Collected data:
◆ ◆ ◆ ◆

PR #775, opened 2020-10-09
WIP: Ensure logging pods only run on Linux nodes

nickgerace:
Ensure logging pods only run on Linux nodes by adding tolerations and
node selectors for fluentbit and fluentd. The tolerations have
"NoSchedule" for Windows nodes, and the node selectors look for nodes
with a Linux-based OS.

Solves issue: [28720](https://github.com/rancher/rancher/issues/28720)

**Please note: this is a WIP.**

PR #778, opened 2020-10-12
Ensure logging pods only run on Linux nodes

nickgerace:
Ensure logging pods only run on Linux nodes by adding tolerations and
node selectors for fluentbit and fluentd. The tolerations have
"NoSchedule" for Windows nodes, and the node selectors look for nodes
with a Linux-based OS.

Solves issue: [28720](https://github.com/rancher/rancher/issues/28720)

Please note: this is a re-opened version of PR #775 due to force-push error

### DIFF
--- a/packages/rancher-logging/overlay/templates/loggings/eks/logging.yaml
+++ b/packages/rancher-logging/overlay/templates/loggings/eks/logging.yaml
@@ -16,10 +16,15 @@ spec:
       Tag: "eks"
       Path: "/var/log/messages"
       Parser: "syslog"
-    {{ with .Values.fluentbit_tolerations }}
+  {{- $total_tolerations := concat (.Values.tolerations) (.Values.fluentbit_tolerations) }}
+  {{- with $total_tolerations }}
     tolerations:
-      {{ toYaml . | nindent 6 }}
-    {{ end }}
+      {{- toYaml . | nindent 6 }}
+  {{- end }}
+  {{- with .Values.nodeSelector }}
+    nodeSelector:
+      {{- toYaml . | nindent 6 }}
+  {{- end }}
   fluentd:
     image:
       repository: {{ template "system_default_registry" . }}{{ .Values.images.fluentd.repository }}
@@ -28,4 +33,12 @@ spec:
       repository: {{ template "system_default_registry" . }}{{ .Values.images.config_reloader.repository }}
       tag: {{ .Values.images.config_reloader.tag }}
     disablePvc: {{ .Values.disablePvc }}
+    {{- with .Values.tolerations }}
+    tolerations:
+      {{- toYaml . | nindent 6 }}
+    {{- end }}
+    {{- with .Values.nodeSelector }}
+    nodeSelector:
+      {{- toYaml . | nindent 6 }}
+    {{- end }}
 {{- end }}
--- a/packages/rancher-logging/rancher-logging.patch
+++ b/packages/rancher-logging/rancher-logging.patch
@@ -20,18 +20,6 @@ diff -x '*.tgz' -x '*.lock' -uNr packages/rancher-logging/charts-original/Chart.
 +  catalog.cattle.io/release-name: rancher-logging
 +  catalog.cattle.io/ui-component: logging
 +  catalog.cattle.io/provides-gvr: logging.banzaicloud.io.clusterflow/v1beta1
-diff -x '*.tgz' -x '*.lock' -uNr packages/rancher-logging/charts-original/templates/deployment.yaml packages/rancher-logging/charts/templates/deployment.yaml
---- packages/rancher-logging/charts-original/templates/deployment.yaml
-+++ packages/rancher-logging/charts/templates/deployment.yaml
-@@ -30,7 +30,7 @@
-     {{- end }}
-       containers:
-         - name: {{ .Chart.Name }}
--          image: "{{ .Values.image.repository }}:{{ .Values.image.tag }}"
-+          image: "{{ template "system_default_registry" . }}{{ .Values.image.repository }}:{{ .Values.image.tag }}"
-           imagePullPolicy: {{ .Values.image.pullPolicy }}
-           resources:
-             {{- toYaml .Values.resources | nindent 12 }}
 diff -x '*.tgz' -x '*.lock' -uNr packages/rancher-logging/charts-original/templates/_helpers.tpl packages/rancher-logging/charts/templates/_helpers.tpl
 --- packages/rancher-logging/charts-original/templates/_helpers.tpl
 +++ packages/rancher-logging/charts/templates/_helpers.tpl
@@ -47,6 +35,31 @@ diff -x '*.tgz' -x '*.lock' -uNr packages/rancher-logging/charts-original/templa
 +{{- "" -}}
 +{{- end -}}
 +{{- end -}}
+diff -x '*.tgz' -x '*.lock' -uNr packages/rancher-logging/charts-original/templates/deployment.yaml packages/rancher-logging/charts/templates/deployment.yaml
+--- packages/rancher-logging/charts-original/templates/deployment.yaml
++++ packages/rancher-logging/charts/templates/deployment.yaml
+@@ -30,7 +30,7 @@
+     {{- end }}
+       containers:
+         - name: {{ .Chart.Name }}
+-          image: "{{ .Values.image.repository }}:{{ .Values.image.tag }}"
++          image: "{{ template "system_default_registry" . }}{{ .Values.image.repository }}:{{ .Values.image.tag }}"
+           imagePullPolicy: {{ .Values.image.pullPolicy }}
+           resources:
+             {{- toYaml .Values.resources | nindent 12 }}
+@@ -45,10 +45,10 @@
+       securityContext: {{ toYaml .Values.podSecurityContext | nindent 8 }}
+     {{- end }}
+ 
+-      {{- with .Values.nodeSelector }}
++    {{- with .Values.nodeSelector }}
+       nodeSelector:
+         {{- toYaml . | nindent 8 }}
+-      {{- end }}
++    {{- end }}
+     {{- with .Values.affinity }}
+       affinity:
+         {{- toYaml . | nindent 8 }}
 diff -x '*.tgz' -x '*.lock' -uNr packages/rancher-logging/charts-original/values.yaml packages/rancher-logging/charts/values.yaml
 --- packages/rancher-logging/charts-original/values.yaml
 +++ packages/rancher-logging/charts/values.yaml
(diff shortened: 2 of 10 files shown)


packages/rancher-logging/overlay/templates/loggings/eks/logging.yaml
```diff
@@ -20,6 +20,12 @@ spec:
     tolerations:
       {{ toYaml . | nindent 6 }}
     {{ end }}
+      - key: "cattle.io/os"
```
cbron, line 23: If `Values.fluentbit_tolerations` is empty, does the `tolerations` node still exist above for this to fall under ?

nickgerace: Good catch. It was actually the issue I ran into since I assumed we always specify a tolerance in ```values.yaml```. Fixed!

nickgerace:
This is no longer a WIP.

nickgerace:
While this is a full fix to issue [28720](https://github.com/rancher/rancher/issues/28720) from Rancher's perspective, we've uncovered an upstream bug. L204 of [this file](https://github.com/banzaicloud/logging-operator/blob/73030d200f6f02c6ce9c174fb34eb149db1312e0/pkg/resources/fluentd/appconfigmap.go#L204) shows that the ```fluentd-configcheck``` container does not inherit the tolerances and nodeselector settings from the logging-operator.

Regardless of the upstream bug, this PR is still valid, even though the next step is to address the upstream bug.

packages/rancher-logging/overlay/templates/loggings/eks/logging.yaml
```diff
@@ -16,10 +16,16 @@ spec:
       Tag: "eks"
       Path: "/var/log/messages"
       Parser: "syslog"
-    {{ with .Values.fluentbit_tolerations }}
     tolerations:
+      - key: "cattle.io/os"
```
paynejacob, line 20: can we put this with the other tolerations? The more configurable the better for users.

paynejacob (changes requested):

packages/rancher-logging/overlay/templates/loggings/eks/logging.yaml
nickgerace: In ```values.yaml``` rather than hardcoded here? I'd be fine with that, but I'm curious: if we do not want these pods to run on Windows, should we even expose that customization?

paynejacob: We don't want it scheduled on windows nodes but I think it is still important to give the users the option t. I don't have a use case for not having this toleration but putting it in values saves us the pr later if one does come up.

nickgerace: Hmmm, ok will do then!

nickgerace:
Addressed @paynejacob's comments and have moved all hardcoded values here to ```values.yaml``` instead.

paynejacob (approved):

nickgerace:
For the curious: we double-checked that this does not affect all Linux node clusters.
```bash
[nickgerace at rancherbook in ~/git/nickgerace/charts] (0) (dev-v2.5-source)
% kgpa
NAMESPACE               NAME                                           READY   STATUS      RESTARTS   AGE
cattle-logging-system   rancher-logging-d87d68c9c-kgsx7                1/1     Running     0          55s
cattle-logging-system   rancher-logging-fluentbit-68cbv                1/1     Running     0          41s
cattle-logging-system   rancher-logging-fluentbit-745st                1/1     Running     0          41s
cattle-logging-system   rancher-logging-fluentbit-7c6d7                1/1     Running     0          41s
cattle-logging-system   rancher-logging-fluentbit-bkt4p                1/1     Running     0          41s
cattle-logging-system   rancher-logging-fluentbit-dll4f                1/1     Running     0          41s
cattle-logging-system   rancher-logging-fluentbit-hl85n                1/1     Running     0          41s
cattle-logging-system   rancher-logging-fluentbit-sxwzr                1/1     Running     0          41s
cattle-logging-system   rancher-logging-fluentd-0                      2/2     Running     0          42s
cattle-logging-system   rancher-logging-fluentd-configcheck-c3054702   0/1     Completed   0          50s
```

packages/rancher-logging/rancher-logging.patch
```diff
@@ -47,6 +35,18 @@ diff -x '*.tgz' -x '*.lock' -uNr packages/rancher-logging/charts-original/templa
...
++++ packages/rancher-logging/charts/templates/deployment.yaml
+@@ -30,7 +30,7 @@
+     {{- end }}
+       containers:
+         - name: {{ .Chart.Name }}
+-          image: "{{ .Values.image.repository }}:{{ .Values.image.tag }}"
++          image: "{{ template "system_default_registry" . }}{{ .Values.image.repository }}:{{ .Values.image.tag }}"
+           imagePullPolicy: {{ .Values.image.pullPolicy }}
+           resources:
+             {{- toYaml .Values.resources | nindent 12 }}
```
cbron, line 49: Was this all just from the patch file moving things around ?

packages/rancher-logging/rancher-logging.patch
```diff
@@ -96,21 +113,33 @@ diff -x '*.tgz' -x '*.lock' -uNr packages/rancher-logging/charts-original/values
...
++    nodeSelector:
++      kubernetes.io/os: linux
++    tolerations:
++      - key: cattle.io/os
++        operator: "Equal"
++        value: "linux"
++        effect: NoSchedule
 +  syslog_forwarder:
 +    repository: rancher/fluent-bit-out-syslog
 +    tag: 0.1.0
```
cbron, line 141: Putting it under images feels weird. The standard would be to put things above in the `tolerations` node at the main level, but since we are splitting across fluentd/fluent-bit, we could at least make a node next to that one that splits them. Like: 
```

tolerations:
   - key: cattle.io/os

fluentbit_tolerations:
    ....
fluentD_tolerations:
    ....
```
What do you think @paynejacob

cbron: We should probably also keep those standard `tolerations` ones working across the board, looks like they would be ignored in most places right now. It should use both.

packages/rancher-logging/rancher-logging.patch
nickgerace: Yes, but I asked the same question here. I ran ```git rest --hard``` to make sure, and got the same results in the patch file.

packages/rancher-logging/rancher-logging.patch
nickgerace: That makes sense. I'll adjust the PR.

nickgerace:
CI checks are failing. Checked in with @paynejacob, and it seems to be unrelated to this PR in particular.

packages/rancher-logging/overlay/templates/loggings/eks/logging.yaml
```diff
@@ -20,6 +20,10 @@ spec:
     tolerations:
       {{ toYaml . | nindent 6 }}
     {{ end }}
```
cbron, line 22: Node selector looks right now, but with tolerations you can't pass in the plain `.Values.tolerations`. Looks like you actually added that below in values.yaml but then don't use it. We should be using that one and then add-on the `fluentbit_tolerations` and `fluentd_tolerations` after

nickgerace: That's a good point. I had wanted to separate them, but they both need to be included in the templating.

paynejacob (commented):
Everything looks good outside of Caleb's comments.

packages/rancher-logging/overlay/templates/loggings/eks/logging.yaml
nickgerace: Done

nickgerace:
Fixed Caleb's comments.

mrajashree (dismissed):
lgtm

packages/rancher-logging/overlay/templates/loggings/eks/logging.yaml
```diff
@@ -16,10 +16,15 @@ spec:
       Tag: "eks"
       Path: "/var/log/messages"
       Parser: "syslog"
-    {{ with .Values.fluentbit_tolerations }}
+    {{ $total_tolerations := concat (.Values.tolerations) (.Values.fluentbit_tolerations) }}
+    {{ with $total_tolerations }}
```
cbron, line 20: Does the yaml turn out normally and spaced correctly when using concat ? I had assumed we would do a if statement that surround `tolerations:` and then two with statements. But this can work too.

cbron (commented):
Looks good

packages/rancher-logging/overlay/templates/loggings/eks/logging.yaml
nickgerace: I had started the ```if``` route, but opted to use ```concat``` after hitting a few errors and asking folks in the Kubernetes slack.

The indentation and spacing is as expected, but there are extra newlines. This does not seem to be related to using ```concat``` though. Here is some YAML from a ```--dry-run --debug``` install...

```yaml
  fluentbit:
    image:
      repository: rancher/fluent-fluent-bit
      tag: 1.5.4
    
    
    tolerations:
      
      - effect: NoSchedule
        key: cattle.io/os
        operator: Equal
        value: linux
      - effect: NoSchedule
        key: node-role.kubernetes.io/controlplane
        value: "true"
      - effect: NoExecute
        key: node-role.kubernetes.io/etcd
        value: "true"
    
    
    nodeSelector:
      
      kubernetes.io/os: linux
```

At first, I thought this was because I used ```concat```, but the ```fluentd``` section actually doesn't use it. The ```fluentd``` section is the same as the deployment below.

```yaml    
  fluentd:
    image:
      repository: rancher/banzaicloud-fluentd
      tag: v1.11.2-alpine-2
    configReloaderImage:
      repository: rancher/jimmidyson-configmap-reload
      tag: v0.2.2
    disablePvc: true
    
    tolerations:
      
      - effect: NoSchedule
        key: cattle.io/os
        operator: Equal
        value: linux
    
    
    nodeSelector:
      
      kubernetes.io/os: linux
```

Confusingly, the deployment YAML is fine.

```yaml
      containers:
        - name: rancher-logging
          image: "rancher/banzaicloud-logging-operator:3.6.0"
          imagePullPolicy: IfNotPresent
          resources:
            {}
          ports:
            - name: http
              containerPort: 8080
      nodeSelector:
        kubernetes.io/os: linux
      tolerations:
        - effect: NoSchedule
          key: cattle.io/os
          operator: Equal
          value: linux
```

I can dive deeper into this. It's functional, but may need tidying if deemed necessary.

nickgerace: Hm... I actually think I might've found the issue. The indentation of the templating lines might be creating the newlines. Testing locally... I'll update this thread.

cbron: Might just be the helm template braces not using a minus sign `{{-`

cbron (dismissed):

packages/rancher-logging/overlay/templates/loggings/eks/logging.yaml
nickgerace: Found it. Need to prepend templating conditionals with a dash character. The newlines do not appear now. Updating accordingly.

nickgerace: Fixed

nickgerace:
Fixed cosmetic issues from @cbron's comments.

nickgerace:
Removing Caleb until re-review from @paynejacob and @mrajashree. Only changes since previous approval have been cosmetic, however.

cbron (approved):
If only cosmetic we can move forward without it, but would be good to have @paynejacob confirm the new route real quick.

paynejacob (approved):

nickgerace:
Thanks to [@bacongobbler](https://github.com/bacongobbler) for the recommendation on using ```concat``` here.

PR #779, opened 2020-10-12
revert latest commit to bump versions first

cbron:
revert commit 62bf8e7 in order to bump versions first


StrongMonkey:
@cbron Did you manually revert? The commit should look something like `revert $sha...`

cbron:
Not manual, I did `git revert --no-commit 62bf8e7`. Didn't want to `reset --soft HEAD~1` because that could mess with people's history.

StrongMonkey:
Ok, ideally I think if commit contains information like which sha is reverted it should be useful

aiyengar2 (approved):

PR #780, opened 2020-10-12
Increment chart versions for new changes

cbron:
part of: https://github.com/rancher/rancher/issues/29219

### DIFF
--- a/packages/longhorn/package.yaml
+++ b/packages/longhorn/package.yaml
@@ -2,6 +2,6 @@ url: https://github.com/longhorn/charts.git
 subdirectory: charts/longhorn
 type: git
 commit: 0a88eaae4d7bdce762af942ea490d72aee338bb1
-packageVersion: 00
+packageVersion: 01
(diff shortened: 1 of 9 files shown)


aiyengar2 (approved):

StrongMonkey (commented):
Should we only bump chart that only has crd-chart?

aiyengar2:
> Should we only bump chart that only has crd-chart?

Yes, I think that all the CRD charts were modified due to the minor README.md update under `chart-templates/`, so all of the charts that use the generateCRDCharts flag should be bumped.

In general, this is something we'll also need to keep in mind for https://github.com/rancher/rancher/issues/28730#issuecomment-697596235 to enforce that CRD chart changes also necessitate a version bump

cbron:
Confirmed that bumping chart also bumps its CRD chart if we generate it. For fleet would have to do by hand.

StrongMonkey (approved):

PR #781, opened 2020-10-12
Unhide rio, update to v0.8.0

StrongMonkey:


deniseschannon (approved):

deniseschannon (approved):

packages/rio/charts/Chart.yaml
```diff
@@ -1,14 +1,13 @@
 apiVersion: v1
 name: rio
 version: 0.8.000
```
cbron, line 3: Do we not care about bumping version since it never went live ?

StrongMonkey: Yes, It is always hidden so overriding it should be fine.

◆ ◆ ◆ ◆

→ TASK INSTRUCTIONS
Look through the records and gather each line with the word "Caleb".

→ TASK RESPONSE
Everything looks good outside of Caleb's comments.
Fixed Caleb's comments.
Removing Caleb until re-review from @paynejacob and @mrajashree. Only changes since previous approval have been cosmetic, however.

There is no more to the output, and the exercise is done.